WORK ORDER> Repeat the listing below word for word, stopping after the line that contains "pi.hole is currently".

EXTRACTED MATERIAL>

PR #2119, opened 2018-04-15
add some more linters to stickler

PromoFaux:
Internal


PromoFaux:
Pretty sure this is as simple as it needs to be to start off with. There are some more advanced options, but I guess we just see what we need as the needs change..

Issue #1955, opened 2018-02-07
Block page or http://pi.hole returns HTTP Error 500


petererdos:
**In raising this issue, I confirm the following:** `{please fill the checkboxes, e.g: [X]}`

- [x] I have read and understood the [contributors guide](https://github.com/pi-hole/pi-hole/blob/master/CONTRIBUTING.md).
- [x] The issue I am reporting can be *replicated*.
- [x] The issue I am reporting isn't a duplicate (see [FAQs](https://github.com/pi-hole/pi-hole/wiki/FAQs), [closed issues](https://github.com/pi-hole/pi-hole/issues?utf8=%E2%9C%93&q=is%3Aissue%20is%3Aclosed%20), and [open issues](https://github.com/pi-hole/pi-hole/issues)).

**How familiar are you with the the source code relevant to this issue?:**
1

---
**Expected behaviour:**

Block page should load when an offending domain is hit; http//pi.hole should load the welcome screen

Instead of the block page, i get http error 500 instead of the block page, or if i try to access http://pi.hole:
This page isn’t working
pi.hole is currently unable to handle this request.
HTTP ERROR 500

![screenshot_6](https://user-images.githubusercontent.com/14872721/35945283-54c8dc8e-0c68-11e8-9556-27cdc3ec0a50.png)

Errors in the log, which appear when loading http://pi.hole or block page:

REPLY>
PR #2119, opened 2018-04-15
add some more linters to stickler

PromoFaux:
Internal


PromoFaux:
Pretty sure this is as simple as it needs to be to start off with. There are some more advanced options, but I guess we just see what we need as the needs change..

Issue #1955, opened 2018-02-07
Block page or http://pi.hole returns HTTP Error 500


petererdos:
**In raising this issue, I confirm the following:** `{please fill the checkboxes, e.g: [X]}`

- [x] I have read and understood the [contributors guide](https://github.com/pi-hole/pi-hole/blob/master/CONTRIBUTING.md).
- [x] The issue I am reporting can be *replicated*.
- [x] The issue I am reporting isn't a duplicate (see [FAQs](https://github.com/pi-hole/pi-hole/wiki/FAQs), [closed issues](https://github.com/pi-hole/pi-hole/issues?utf8=%E2%9C%93&q=is%3Aissue%20is%3Aclosed%20), and [open issues](https://github.com/pi-hole/pi-hole/issues)).

**How familiar are you with the the source code relevant to this issue?:**
1

---
**Expected behaviour:**

Block page should load when an offending domain is hit; http//pi.hole should load the welcome screen

Instead of the block page, i get http error 500 instead of the block page, or if i try to access http://pi.hole:
This page isn’t working
pi.hole is currently unable to handle this request.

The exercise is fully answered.